Typical of Shostakovich’s music, the First Violin Concerto commingles tenderness with wistfulness, irony with heartbreak. Indeed, the composer, again under official Soviet attack at the time of the concerto’s writing in 1947, feared the work’s honest sentiment might be too overt. He put the unheard score in a drawer until 1955, two years after the death of terror-maestro Joseph Stalin.

Rather like the old concerto grosso, Shostakovich’s four-movement concerto is laid out slow-fast, slow-fast. Ehnes made exquisite work of those introspective chapters and hair-raising flights (at very high speed) of the quick sections.

This is a violinist with all the technical tools and an unerring sensibility. Ehnes’ brought lustrous, singing tone to the melancholy Nocturne that opens the concerto and something bordering on tragedy to the grand Passacaglia that sets up the finale. There was real humor – and real panache – in his sprint through the Scherzo, and something much darker in the closing Burlesque, which he took at a lightning pace.

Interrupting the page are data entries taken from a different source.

PR #5362, opened 2019-12-20
chore(deps) bump zipkin to 0.2.1

kikito:


hishamhm:
@kikito For knowledge share: the point of the `~> x.y` version dependency is to match any `x.y.*`. This means that a 0.2.1 update gets picked up automatically. By specifying an explicit `z` like in this PR, you're breaking that loose dependency (which was on purpose) and pinning the rockspec to a specific release. 

This was added in other PRs recently (for example, in the service mesh removal for @dndx) and I reverted those by hand at the time of merging.

PR #5366, opened 2019-12-21
Feat/proc mgmt

javierguerragiraldez:
### Summary
process management to make the running of go-pluginserver transparent to the user

- starts it when needed
- restarts if it dies
- it's killed when nginx quits.

TODOs:

- ~~the server is started on the first request that tries to connect to it.~~
  - ~~it would be nice to do it proactively~~
  - ~~after starting, it sleeps for a while before retrying the connection.  would be best to wait until an event instead of a "reasonable delay"~~
  - ~~the process management is tied to worker #0, if that first request goes to a different worker, it won't start the pluginserver and the request would fail.  this would happen a few times until worker #0 gets one of those requests.~~
- throttle the respawning to avoid 100% lockup if the pluginserver fails to start

### DIFF
--- a/kong/db/dao/plugins/go.lua
+++ b/kong/db/dao/plugins/go.lua
@@ -193,14 +193,7 @@ do
       return ffi_sock(go.socket_path())
     end
 
-    local conn, err = ngx.socket.connect("unix:" .. go.socket_path())
-    if not conn and err == "connection refused" then
-      go.manage_pluginserver()
-      ngx.sleep(0.1)
-      conn, err = ngx.socket.connect("unix:" .. go.socket_path())
-    end
-
-    return conn, err
+    return ngx.socket.connect("unix:" .. go.socket_path())
   end
 end
 go.get_connection = get_connection
--- a/kong/db/dao/plugins/go.lua
+++ b/kong/db/dao/plugins/go.lua
@@ -1,11 +1,9 @@
-local ffi = require("ffi")
 local cjson = require("cjson.safe")
 local ngx_ssl = require("ngx.ssl")
 local basic_serializer = require "kong.plugins.log-serializers.basic"
 local msgpack = require "MessagePack"
 
 
-local C = ffi.C
 local kong = kong
 local ngx = ngx
 local ngx_timer_at = ngx.timer.at
@@ -79,126 +77,6 @@ do
 end
 
 
--- Workaround: if cosockets aren't available, use raw glibc calls
-local get_connection
-do
-  pcall(ffi.cdef, [[
-    static int const AF_UNIX = 1;
-    static int const SOCK_STREAM = 1;
-
-    struct sockaddr_un {
-      uint16_t  sun_family;               /* AF_UNIX */
-      char      sun_path[108];            /* pathname */
-    };
-
-    typedef struct ffi_sock {
-      int fd;
-    } ffi_sock;
-
-    int socket(int domain, int type, int protocol);
-    int connect(int sockfd, const void *addr, uint32_t addrlen);
-    ssize_t write(int fd, const void *buf, size_t count);
-    ssize_t read(int fd, void *buf, size_t count);
-    int close(int fd);
-  ]])
-
-  local ffi_sock = ffi.typeof("ffi_sock")
-
-  local function un_addr(path)
-    local conaddr = ffi.new('struct sockaddr_un')
-    if conaddr == nil then
-      return nil, "can't allocate sockaddr_un"
-    end
-
-    conaddr.sun_family = C.AF_UNIX
-
-    local len = #path + 1
-    if len > 107 then
-      len = 107
-    end
-    ffi.copy(conaddr.sun_path, path, len)
-    return conaddr
-  end
-
-  pcall(ffi.metatype, ffi_sock, {
-    __new = function(ct, path)
-      local fd = C.socket(C.AF_UNIX, C.SOCK_STREAM, 0)
-      if fd < 0 then
-        return nil, "can't create socket"
-      end
-
-      local conaddr = un_addr(path)
-      local res = C.connect(fd, conaddr, ffi.sizeof(conaddr))
-      if res < 0 then
-        C.close(fd)
-        local errno = ffi.errno()
-        return nil, "connect failure: " .. ffi.string(C.strerror(errno))
-      end
-
-      return ffi.new(ct, fd)
-    end,
-
-    __index = {
-      send = function(self, s)
-        local p = ffi.cast('const uint8_t *', s)
-        local sent_bytes = 0
-        while sent_bytes < #s do
-          local rc = C.write(self.fd, p+sent_bytes, #s-sent_bytes)
-          if rc < 0 then
-            local errno = ffi.errno()
-            return nil, "error writing to socket: " .. ffi.string(C.strerror(errno))
-          end
-          sent_bytes = sent_bytes + rc
-        end
-        return sent_bytes
-      end,
-
-      receiveany = function(self, n)
-        local buf = ffi.new('uint8_t[?]', n)
-        if buf == nil then
-          return nil, "can't allocate buffer."
-        end
-
-        local rc = C.read(self.fd, buf, n)
-        if rc < 0 then
-          return nil, "error reading"
-        end
-        return ffi.string(buf, rc)
-      end,
-
-      setkeepalive = function(self)
-        if self.fd ~= -1 then
-          C.close(self.fd)
-          self.fd = -1
-        end
-      end,
-    },
-
-    __gc = function(self)
-      self:setkeepalive()
-    end,
-  })
-
-  local too_early = {
-    init = true,
-    init_worker = true,
-    set = true,
-    header_filter = true,
-    body_filter = true,
---     log = true,
-  }
-
-  function get_connection()
-    if too_early[ngx.get_phase()] then
-      return ffi_sock(go.socket_path())
-    end
-
-    return ngx.socket.connect("unix:" .. go.socket_path())
-  end
-end
-go.get_connection = get_connection
-
-
 -- This is the MessagePack-RPC implementation
 local rpc_call
 do
@@ -222,7 +100,7 @@ do
     msg_id = msg_id + 1
     local my_msg_id = msg_id
 
-    local c, err = get_connection()
+    local c, err = ngx.socket.connect("unix:" .. go.socket_path())
     if not c then
       kong.log.err("trying to connect: ", err)
       return nil, err
--- a/kong/db/dao/plugins/go.lua
+++ b/kong/db/dao/plugins/go.lua
@@ -444,18 +444,25 @@ end
 local get_plugin do
   local loaded_plugins = {}
 
+  local function get_plugin_info(name)
+    local cmd = string.format(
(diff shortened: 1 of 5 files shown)


kong/db/dao/plugins/go.lua
```diff
@@ -1,6 +1,7 @@
 local ffi = require("ffi")
 local cjson = require("cjson.safe")
 local ngx_ssl = require("ngx.ssl")
+local ngx_pipe = require "ngx.pipe"
```
gszr: Didn't get to the bottom of the issue, but moving `ngx.pipe` to the scope where it's used in fixes the tests; further, the error only happens if certain combinations of specs are executed in a specific order (presumably some side effect going on in those specific paths). Can look further into this later on, but for now I'd propose we simply move the `require` : )

javierguerragiraldez: thanks!  i saw that the failure was clearly a test thing.... will experiment on the best place to put it

kong/db/dao/plugins/go.lua
```diff
@@ -36,6 +36,47 @@ do
   end
 end
 
+do
+  local pluginserver_proc
+
+  function go.manage_pluginserver()
+    if pluginserver_proc then
```
dndx: Since `manage_pluginserver` is executed in `init_worker` phase once per worker, I don't think we need this `pluginserver_proc ` check. Simply check to see if `ngx.worker.id()` is `0` and only spawns the timer when it is will be enough.

kong/db/dao/plugins/go.lua
```diff
@@ -36,6 +36,47 @@ do
...
+        kong.log.notice("Starting go-pluginserver")
+        pluginserver_proc = assert(ngx_pipe.spawn({
+          kong.configuration.prefix .. "/bin/go-pluginserver",
+          "-socket", go.socket_path(),
+          "-plugins-directory", kong.configuration.go_plugins_dir,
+        }, {
+          environ = { "PATH=" .. kong.configuration.prefix },
+        }))
+
+        while true do
```
dndx: We should check to see if `ngx.worker.exiting()` returns `true`, if so then the process should be killed.

kong/db/dao/plugins/go.lua
```diff
@@ -36,6 +36,47 @@ do
...
+    if ngx.worker.id() ~= 0 then
+      -- only one manager
+      pluginserver_proc = true
+      return
+    end
+
+    ngx_timer_at(0, function ()
+      local ngx_pipe = require "ngx.pipe"
+
+      while true do
```
dndx: We should check to see if `ngx.worker.exiting()` returns `true`, if so then the process should not be respawned.

kong/db/dao/plugins/go.lua
```diff
@@ -36,6 +36,47 @@ do
...
+      return
+    end
+
+    if ngx.worker.id() ~= 0 then
+      -- only one manager
+      pluginserver_proc = true
+      return
+    end
+
+    ngx_timer_at(0, function ()
```
dndx:
```lua
ngx_timer_at(0, function(premature)
  if premature then
    return
  end
...
```

is better, to avoid prolonging the exit of worker process by the timer.

Also in Kong the styling does not leaves a space between `function` and `()`.

kong/db/dao/plugins/go.lua
```diff
@@ -36,6 +36,47 @@ do
...
+          "-socket", go.socket_path(),
+          "-plugins-directory", kong.configuration.go_plugins_dir,
+        }, {
+          environ = { "PATH=" .. kong.configuration.prefix },
+        }))
+
+        while true do
+          local ok, reason, status = pluginserver_proc:wait()
+          if ok ~= nil or reason == "exited" then
+            kong.log.notice ("go-pluginserver terminated: ", tostring(reason), " ", tostring(status))
```
dndx: Style: `kong.log.notice(` instead of `kong.log.notice (`.

kong/db/dao/plugins/go.lua
```diff
@@ -36,6 +36,47 @@ do
...
+      return
+    end
+
+    ngx_timer_at(0, function ()
+      local ngx_pipe = require "ngx.pipe"
+
+      while true do
+        kong.log.notice("Starting go-pluginserver")
+        pluginserver_proc = assert(ngx_pipe.spawn({
+          kong.configuration.prefix .. "/bin/go-pluginserver",
```
gszr: We should not assume the pluginserver will be available in the prefix; by default it will not (all our distributions place it under `/usr/local/bin`. Something like the following should do it:

```
pluginserver_proc = assert(ngx_pipe.spawn({
    "go-pluginserver",
    "-socket", go.socket_path(),
    "-plugins-directory", kong.configuration.go_plugins_dir,
   }, {
    environ = { "PATH=/usr/local/bin" }
   }))
```

javierguerragiraldez: unfortunately, the `environ` variables apply only for the spawned process, not while searching the executable.  i'll hardcode the complete `/usr/local/bin/go-pluginserver` path.

kong/db/dao/plugins/go.lua
javierguerragiraldez: `go.manage_pluginserver()` is an exported function, so I didn't want to assume it will only be called once at the appropriate time.  also, we do need to keep the module-level variable, so checking if it's already set is cheaper than checking the worker id, since it's set to `true` on non-0 workers.  Not that this is in any way performance sensitive...

kong/db/dao/plugins/go.lua
javierguerragiraldez: Initially I intended to add a `plugin.Exit()` method, but crash-only processes are simpler to maintain.  the process is currently killed by the OS when the worker exits, but i guess it's nicer to do it here first.

kong/db/dao/plugins/go.lua
dndx: We export a lot of functions, and if it is not documented in the PDK it is assumed to not be called elsewhere. In this case, I don't see any reason anyone should or would be calling it.

dndx: As mentioned, if for defensive programming reason to keep this check, an `assert` is more appropriate than `if`, in order to not hide incorrect usage in our code base.

kong/db/dao/plugins/go.lua
hishamhm: >  i'll hardcode the complete /usr/local/bin/go-pluginserver path.

This is bad, it will cause trouble with testing environments and such. If `ngx_pipe.spawn` doesn't know how to search the PATH we have to either do it ourselves or add a `kong.conf` option for the full path of the pluginserver, which kinda sucks. I would loop over the PATH variable searching for the file before spawning.

kong/db/dao/plugins/go.lua
```diff
@@ -444,18 +471,22 @@ end
 local get_plugin do
   local loaded_plugins = {}
 
+  local function get_plugin_info(name)
+    local cmd = string.format(
+        "bin/go-pluginserver -plugins-directory %q -dump-plugin-info %q",
```
hishamhm: looks like this also needs the locatiion of `go-pluginserver`

kong/db/dao/plugins/go.lua
```diff
@@ -444,18 +471,22 @@ end
...
+        kong.configuration.go_plugins_dir, name)
+
+    local d = assert(io.popen(cmd)):read("*a")
```
hishamhm: don't wait for the GC to close the fd: store it in a variable and `close()` it explicitly.

kong/db/dao/plugins/go.lua
javierguerragiraldez: the problem is that nginx cleans up the environment.  would have to add an `env PATH;` line to the config so `pipe.spawn()` can use it.

kong/db/dao/plugins/go.lua
javierguerragiraldez: done

kong/db/dao/plugins/go.lua
javierguerragiraldez: done

kong/db/dao/plugins/go.lua
hishamhm: Oh, I see. In that case I would go with a `kong.conf` option for the full path of the pluginserver. The default can be set to `/usr/local/bin/go-pluginserver` meaning that our shipped binaries work out-of-the-box, but it's still overridable in dev environments.

javierguerragiraldez: done

kong/db/dao/plugins/go.lua
javierguerragiraldez: duh!  done

kong/db/dao/plugins/go.lua
```diff
@@ -79,7 +121,7 @@ do
   end
 
   pcall(ffi.metatype, ffi_sock, {
```
dndx: Actually some second thought on this, is it possible to fallback to LuaSocket instead of doing raw BSD socket calls like the rest of the code base?

javierguerragiraldez: AFAICT, luasocket doesn't have the equivalent of the receiveany operation, which is important for the protocol

dndx: Is it possible to do the framing ourself (e.g. send the length of the msgpack payload before the payload) instead of relying on this behavior?

Reason being, using `receiveany` is not guaranteed to work anyway, since the stream socket never guarantees message boundary, that's an upper layer protocol concern.

javierguerragiraldez: The decoder calls the receive function until it can decode a whole object.  Reading any fixed size over one byte at a time could block indefinitely. Receiveany returns what is available.  Can be less than what's sent, so it's repeated.

javierguerragiraldez: The good news is that initialization is done via pipes and we're not supporting filter phases, so this ffi option might be removed eventually

dndx: Yes I think removing it will be the best. Still I don’t think the way we are using `receiveany` is correct. The unpacker could possibly been reading more data than it needs, and because we don’t keep the unpacker around, subsequent reads from the socket could return partially read data.    

I’m definitely not referring to making 1 byte reads for all the data, that would be extremely inefficient. What I proposed is to send a 2 byte length before each msgpack message, on the other end read the fixed 2 byte length first then use its value to read exactly the needed bytes from the socket. 

Also from the look of the code, the plugin server may spontaneously send data to Kong even if Kong didn’t ask for it? If that is the case this may need to be changed, as a keepalived connection will immediately error out if Nginx receives any data on it. The only safe interaction In this case is a request-response flow.

dndx: I think another possible solution is we can simply use the data gram mode Unix socket, that way keep alive or framing are no concern.

dndx: Or is the plugin server only gonna respond one or more msgpack payloads when the Kong worker sends the call? If that is the case I think `receiveany` streaming read would work. Sorry for the extra comments but it was not clear at first look and I want to make sure we are using `receiveany` correctly here :)

PR #5368, opened 2019-12-23
tiny tweaks in CP/DP

hishamhm:


kong.conf.default
```diff
@@ -124,6 +124,45 @@
...
 
+#------------------------------------------------------------------------------
+# HYBRID MODE
+#------------------------------------------------------------------------------
+
+#role = traditional              # Use this setting to enable Hybrid Mode,
+                                 # This allows running some Kong nodes in a
+                                 # control plane role with a database and
+                                 # have them deliver configuration updates
+                                 # other nodes running to DB-less running in
```
gszr:
```suggestion
                                 # to other nodes running to DB-less running in
```

kong.conf.default
```diff
@@ -124,6 +124,45 @@
...
+                                 # when establishing secure communication
+                                 # between control and data plane nodes.
+                                 # You can use the `kong hybrid` command to
+                                 # generate the certificate/key pair.
+
+#cluster_cert_key =              # Filename of the cluster certificate key to use
+                                 # when establishing secure communication
+                                 # between control and data plane nodes.
+                                 # You can use the `kong hybrid` command to
+                                 # generate the certificate/key pair.
```
dndx: Also need:

```
#cluster_listen = 0.0.0.0:8005

                         # Comma-separated list of addresses and ports on
                         # which the cluster control plane (CP) server should listen for
                         # data plane connections.
                         # The cluster communication port of the
                         # control plane must be accessible by all the data planes
                         # within the same cluster. This port is mTLS protected
                         # to ensure end-to-end security and integrity.
                         #
                         # This setting has no effect if `role` is not set to
                         # `control_plane`
```

kong.conf.default
hishamhm: thanks!

kong.conf.default
hishamhm: thanks, added!

PR #5387, opened 2020-01-02
fix(*) use FFI-based lua-resty-openssl library

fffonion:
### Summary

Replace luaossl with lua-resty-openssl

### Full changelog

* Remove luaossl from dependency
* Bump lua-resty-openssl to 0.4.1


kong/cmd/utils/prefix_handler.lua
```diff
@@ -45,50 +45,53 @@ local function gen_default_ssl_cert(kong_config, admin)
...
-    crt:setBasicConstraints { CA = false }
-    crt:setBasicConstraintsCritical(true)
+    assert(crt:set_basic_constraints { CA = false })
+    assert(crt:set_basic_constraints_critical(true))
 
     -- Only allowed to be used for TLS connections (client or server)
-    crt:addExtension(x509_extension.new("extendedKeyUsage",
-                                        "serverAuth,clientAuth"))
+    assert(crt:add_extension(x509_extension.new("extendedKeyUsage",
+                                        "serverAuth,clientAuth")))
```
bungle:
```suggestion
                                                "serverAuth,clientAuth")))
```

kong-1.4.2-0.rockspec
```diff
@@ -36,7 +36,7 @@ dependencies = {
   "lua-resty-cookie == 0.1.0",
   "lua-resty-mlcache == 2.4.0",
   "lua-messagepack == 0.5.2",
-  "lua-resty-openssl == 0.3.0",
+  "lua-resty-openssl == 0.4.1",
```
bungle: I see you added new dependency, but the goal was to remove `luaossl` dependency. Is that still the case or why wasn't `"luaossl == 20190731"` removed?

fffonion: Thanks for catching that, I missed it = ) Adding it as a new commit and squashed the suggestion commit.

And all the way, in this marvelously orchestrated and integrated concerto, Denève stayed adroitly in touch with the soloist, eliciting from the CSO a collaboration worthy of a chamber ensemble: mere filaments of sound one moment, the next moment flames.

Ehnes repeats the concerto on Dec. 7; for the program’s final performance, Dec. 10, the violinist gives way to cellist Gabriel Cabezas, who will play Shostakovich’s Cello Concerto No. 1.

Denève also will lead the CSO in a Beyond the Score program examining the Symphonie fantastique on Dec. 8 at 3 p.m. at Orchestra Hall.